What the task requires: Could you tally the lines in the listing below that include the word "Testing"? Respond with the total alone.

--------------------------------

PR #317, opened 2018-07-20
DO NOT MERGE!

tamasban:
Design proposal for supporting multiple image update in MCUBoot.

Signed-off-by: Tamas Ban <tamas.ban@arm.com>


docs/multiple_image_support_design_proposal.md
```diff
@@ -0,0 +1,549 @@
...
+   uint8_t iv_minor;
+   uint16_t iv_revision;
+   uint32_t iv_build_num;
+};
+
+struct image_dependency {
+    uint32_t image_id;  /* For simplicity could be just numbering from 0 to
+                         * IMAGE_CNT
+                         */
+    struct image_version image_min_version;  /* Indicates at minimum which
```
nvlsianpu: What about image revert case, when one image (reverted one) require version form a range (probably exact version).
For simplicity it is possibile be satisfied by adding dependency on both depended image.

But in case when one image is provided external (so we can't modify it's) dependency TLV. And The second image has to keep exact range dependency.

Of course exact SHA works here pretty well, similar as addition of image_max_version field.

docs/multiple_image_support_design_proposal.md
```diff
@@ -0,0 +1,549 @@
...
+    - Both images are to be updated, dependent images (one or both) are
+      missing
+    - Only one image was updated but it must be reverted, dependent image is
+      already in primary slot
+    - Both images was updated, one of them must be reverted, no further revert
+      is needed due to dependency
+    - Both images was updated, one of them must be reverted, further revert of
+      other image is needed due to dependency
+    - Both images was updated, both must be reverted on their own
+  - Dual image update, with abort:
```
nvlsianpu: how the `abort`  is forced at all?

docs/multiple_image_support_design_proposal.md
```diff
@@ -0,0 +1,549 @@
...
+  - It makes updates more complex, in some cases. But if API change is a rear
+    event and usually independent updates can be done then this approach is
+    feasible.
+
+# Unresolved questions
+  - How the multiple image update conflicts with split image update?
+  - How to combine with rollback protection? After a revert restrict old image
+    functionality to a minimal subset to be able to receive new fixed version or
+    run some diagnostic, but main functionality is disabled.
+  - It was assumed that the result of self test, which sets the `image_ok` flag,
```
nvlsianpu: I doubt in sense of implementation independent image_ok for each image. A image set works well or not. Of course i expected that image_0 can not set image_ok flag for image_1 - what i mean is that analogue for image_ok field for multi-image solution should be conjunction of all image_ok values.

docs/multiple_image_support_design_proposal.md
```diff
@@ -0,0 +1,549 @@
...
+  - Ensure atomic update when both images must be updated in one go, and
+    firmware cannot be started before updating of both images has properly
+    finished.
+  - In case one of the images needs to be reverted, it might be necessary to
+    revert the other one as well due to API incompatibilities.
+  - Flash will be more fragmented, as two memory slots are needed for each
+    image.
+  - Whether to use shared scratch area between images or use dedicated scratch
+    area per image?
+  - Whether to support image revert at all?
```
utzig: Using what is called "overwrite-only" mode is probably much simpler, it doesn't require `scratch`, `swap status`, etc. It basically just overwrites slot0 from slot1 (starting from zero on interruption).

docs/multiple_image_support_design_proposal.md
```diff
@@ -0,0 +1,549 @@
...
+
+Mapping of image slots to flash areas might be need to be improved or changed a
+bit, because currently it is a hard coded mapping, with applying an offset.
+
+# Shared scratch
+With the increased partitioning of flash, the overhead of unused flash areas
+caused by padding are also increasing. In order to spare as much flash space as
+possible it could be good approach to share one scratch area among images. The
+swap status info could be saved to image's primary slot or to the common
+scratch.
```
utzig: `scratch` has to be able to fit the largest sector on the device. This is not a problematic for ortogonal small sector size devices (anything below 4K). But it turns very complicated on many of the STM32s that have 128K sized sectors as well as non-linear distribution of sizes. I tend to think it would be much easier to allow for swap status to remain on the origin slot (both secure and non-secure).

It may be that future devices will tend to go with small sector sizes and linear distribution which would allow us to move swap area to its own partition making this much easier, but I would suggest this being another future task not related to the dual image support.

docs/multiple_image_support_design_proposal.md
```diff
@@ -0,0 +1,549 @@
...
+    needs to contain two key pairs, which public part must be built-in the
+    bootloader.
+  - Signature verification must be changed because signature covers the
+    dependency entries in the manifest and not just the image hash.
+
+# Proposed changes in tools
+  - Scripts has to be modified to create the dependency TLV entries in the
+    image manifest
+  - Signature generation must be changed to take into account the dependency
+    entries in the image manifest
```
utzig: For validating this it is essential to also update the simulator to test dual image support. Once we have fully agreed on the proposal and all doubts are resolved, I can help with this part of the work.

docs/multiple_image_support_design_proposal.md
```diff
@@ -0,0 +1,549 @@
...
+    functionality to a minimal subset to be able to receive new fixed version or
+    run some diagnostic, but main functionality is disabled.
+  - It was assumed that the result of self test, which sets the `image_ok` flag,
+    is independent from the other image. In theory it means if both image was
+    updated, but one of them must be reverted then after the revert the
+    previously successful self test is expected to be still successful
+    regardless that other image was reverted. This might be not the case in
+    practice.
+  - Does it depend anyway on the RTOS (Mynewt or Zephyr)?
+  - Serial recovery with multiple images.
```
utzig: This will require updating `mcumgr` and `newtmgr` and could probably be done later in another task. You could check that `BOOT_SERIAL` cannot be defined together with `DUAL_IMAGE_SUPPORT` for now.

docs/multiple_image_support_design_proposal.md
```diff
@@ -0,0 +1,549 @@
...
+  - When API is changing between images then the first image which is updated
+    it must be able to handle both version of the API to can interact with still
+    old version of other image. Then other image is updated it, it needs to
+    handle only the new version of API.
+  - It makes updates more complex, in some cases. But if API change is a rear
+    event and usually independent updates can be done then this approach is
+    feasible.
+
+# Unresolved questions
+  - How the multiple image update conflicts with split image update?
```
utzig: I believe this is used only by `Mynewt` and some of the plumbing to make this work is still only available on the `Mynewt` tree. You should not have to worry much with this...

nvlsianpu:
FYI @pizi-nordic @ioannisg

docs/multiple_image_support_design_proposal.md
d3zd3z: I wouldn't imaging a device with large sectors that also needs multiple images. At least we should document this to try and discourage this kind of configuration.

docs/mcuboot_multiple_image_boot_flow.txt
```diff
@@ -0,0 +1,191 @@
...
+participant "Util/Misc"
+participant Loader
+participant Flash
+participant Verifier
+
+== Low level startup ==
+
+== Main ==
+
+note over Main: Device init:\n\
```
d3zd3z: This is a little odd to have lines ending with "\n\" in a text file. Can we just remove these?

docs/multiple_image_support_design_proposal.md
```diff
@@ -0,0 +1,549 @@
...
+# Summary
+Firmware for ARMv8-M MCUs are often released in two separate binary images:
+  - secure code
+  - non-secure code
+
+Currently MCUBoot can only handle single firmware image. MCUBoot could be
+extended to handle the secure and non-secure binaries in one single blob and do
+the upgrade of the images in one round.
+This single blob approach has some drawbacks:
+  - It always needs to update both images even if one of them has not changed.
```
d3zd3z: This isn't that much of an issue if the upgrade process uses delta compression.

docs/multiple_image_support_design_proposal.md
```diff
@@ -0,0 +1,549 @@
...
+  - In multi vendor scenario it requires to share the firmware images among the
+    parties. Because the concatenated firmware must be signed by that vendor,
+    who has access to the private key.
```
d3zd3z: This would require different parts of the image to have separate signatures, not necessarily that the upgrade happen independently.

docs/multiple_image_support_design_proposal.md
```diff
@@ -0,0 +1,549 @@
...
+  | Header             |   <- struct image_header
+  +--------------------+
+  | Payload            |
+  +--------------------+
+  | Manifest           |
+  | +----------------+ |
+  | | Manifest header| |   <- struct image_tlv_info
+A | +----------------+ |
+  | | SHA256 hash    | |   <- hash of header and payload (struct image_tlv)
+B | +----------------+ |
```
d3zd3z: Thinking about this a bit more, I think we should make the boundary of 'B' more explicit in the manifest header. It should be very clear which part is covered by the signature, and which part is the signature. It is a fairly minor change, basically putting two size fields in the manifest header. The idea is that on start, the code would verify the signature, and then after that rely on all of the previous manifest information being valid (at least until reboot).

docs/multiple_image_support_design_proposal.md
```diff
@@ -0,0 +1,549 @@
...
+    - `NONE` or `<PERM | TEST>`
+    - `REVERT` or `NONE`
+
+# Testing in simulator
+Simulator environment must be improved to able to test possible scenarios during
+multiple image update, focusing on abort and revert scenarios and on the usage
+of common scratch area.
+
+# Testing on hardware
+Testing can be done on ARMv8-M based platform i.e.: MPS2_AN521 or Musca A1.
```
d3zd3z: Unfortunately, Musca A1 isn't a great target to test this, since it runs out of SRAM. It does have the ability to directly execute out of the serial flash, but this shouldn't be used for anything other than copying mcuboot to RAM. The execution directly from flash runs at about 1/75 regular speed (RSA signature check takes around 10 seconds).

Support for Musca A1 is kind of a separate proposal, and we indeed have other targets that boot from flash loading the code into SRAM.

Qemu is also a reasonable choice. I'm not sure how much has been merged back into mainline, but there is v8m support on qemu.

docs/multiple_image_support_design_proposal.md
```diff
@@ -0,0 +1,549 @@
...
+# Alternative solution
+Use only one secondary area and upgrade the images one-by-one after each other.
+Size of secondary area must be as big as the biggest image primary area.
+Benefits:
+  - Reduced the complexity of the code, because this is basically the currently
+    used process with single image update.
+  - Reduced flash fragmentation
+  - Better utilization of flash
+Drawbacks:
+  - When API is changing between images then the first image which is updated
```
d3zd3z: I'm not sure this is a reasonable restriction, and makes APIs difficult to maintain. I think we're best trying to find the full, correct, solution.

docs/multiple_image_support_design_proposal.md
d3zd3z: I think we need to think deeply about what this `image_ok` flag even means. I have been pretty clear in the past that I feel the whole thing is misguided, and that, in principle, having an image try to determine itself if it is ok is an unsolvable problem. Having two images, and two notions of "ok" makes this even more complicated. Getting it wrong can result in unnecessary reverts, which can be worse than not reverting at all (especially if a security vulnerability is found). Also, on v8m, the non-secure image won't have the ability to write to it's flag, so that would require a secure call.

docs/multiple_image_support_design_proposal.md
d3zd3z: What does it mean, then to revert one of the images? What if the upgrade was atomic, we then need to make sure that both are reverted.

Honestly, I think we should revisit the auto-rollback requirement, and perhaps determine if that is needed, or even should be implemented in the multiple-image case.

docs/mcuboot_multiple_image_boot_flow.txt
tamasban: This is needed to have a good-looking rendered figure from the test description. I use plantUML plug-in Eclipse.

docs/multiple_image_support_design_proposal.md
tamasban: How this delta upgrade works in general? Does the update client copy the active image to slot_1 and then apply the downloaded diffs on that to create the new image? Is delta upgrade approach widely used? It gives extra complexity to the update client, but on the other hand reduce the size of the downloaded image...

docs/multiple_image_support_design_proposal.md
tamasban: I agree this solution makes harder to maintain APIs. I mentioned here just to cover each solution idea. It can be feasible if API is stable between images and there are strict storage space constrains.

docs/multiple_image_support_design_proposal.md
tamasban: If I got it right then this slow performance happens if MCBUoot is executed from flash. Do you know how much time does it take if MCUBoot copied to SRAM and executed from there, but images still in flash?

I'm checking the status of armV8m support in QEMU.

docs/multiple_image_support_design_proposal.md
tamasban: Ok, thanks.

docs/multiple_image_support_design_proposal.md
tamasban: Thanks!

docs/multiple_image_support_design_proposal.md
tamasban: My view on the `image_ok` flag:
- The goal of `image_ok` is not to determine that all the feature of the device is working as expected. The built-in-self-test(BIST) should only cover whether the device are still upgradable and accessible with the new firmware as well. This might mean: checking flash access to secondary slot, checking remote server connectivity, etc.
- I believe that from operator point of view one of  the worst case which can happen with a remote IoT device if the connectivity with the device has lost due to any reason, which can be due to send a faulty/not fully tested firmware for upgrade. Communication stacks, protocols or meshed networks  are quite complex thing. I can imagine this can happen more frequently than expected.
- I think if the BIST implemented well then a revert cannot be unnecessary because its goal to ensure high availability of the device.
- How can an operator handle the scenario if due to a faulty update the connection to device has lost? To send a technician to recover the devices via serial port can be costly.
- The owner of firmware should decide whether to implement BIST or not. If not then he relies on his test coverage.
- I see a value from customer point of view to support this feature(`image_ok` & auto rollback) in MCUBoot. 
- Further this feature can be turned-off or skipped several ways in MCUBoot if customer does not want to use it:
    - permanent upgrade: the `image_ok` flag has set in advanced by update client. Even this can be vary from image to image. If big changes was done between versions then use the auto-rollback. If mandatory update must be done to fix vulnerability then might use permanent upgrade. 
    - build MCUBoot with MCUBOOT_OVERWRITE_ONLY define. 
- To have independent `image_ok` flag for multiple images might be too excessive.  But they still can be handled as one logical `image_ok` flag. If one of the `image_ok` flag is NOK then those images can be reverted which were updated in the previous run. 
- During boot up the first firmware image which determines a faulty BIST result can initiate the restart of the device. In this way the `image_ok` flag of the other updated images are still NOK. 
- On v8m if the embedded flash has a single controller which has access to the whole flash then anyway that flash controller must have only secure access. So not only the setting of the `image_ok` flag requires a secure call, then the update client must be split between S and NS. Where S part is responsible to program the new firmware to the secondary slot.
- What is your opinion to restrict the functionality of secure firmware to bare minimum in case of a revert? In this case only the update functionality would be available to download the new fixed image. This can be useful to avoid the exploit of a vulnerability.

docs/multiple_image_support_design_proposal.md
tamasban: Multi vendor scenario:
- Let's consider this scenario: There is an external vendor who provides the S binary, and there is the device owner who produces the NS binary and has access to the device to update both firmware. 
- I see two possible scenario how can this be handled.
- Scenario 1: Vendor shares the firmware with device owner. Device owner can verify the image authenticity at reception with PKI. Then device owner prepares the received S image for upgrade, which means putting header on it, concatenating TLV and dependency entry, calculating new hash and signature with his own private key (which public part is deployed in the device). Then send it to the device to upgrade. Also NS image must be prepared similar way. Might be different key pair is used to sign the S and NS image.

--------------------------------

Expected output: 3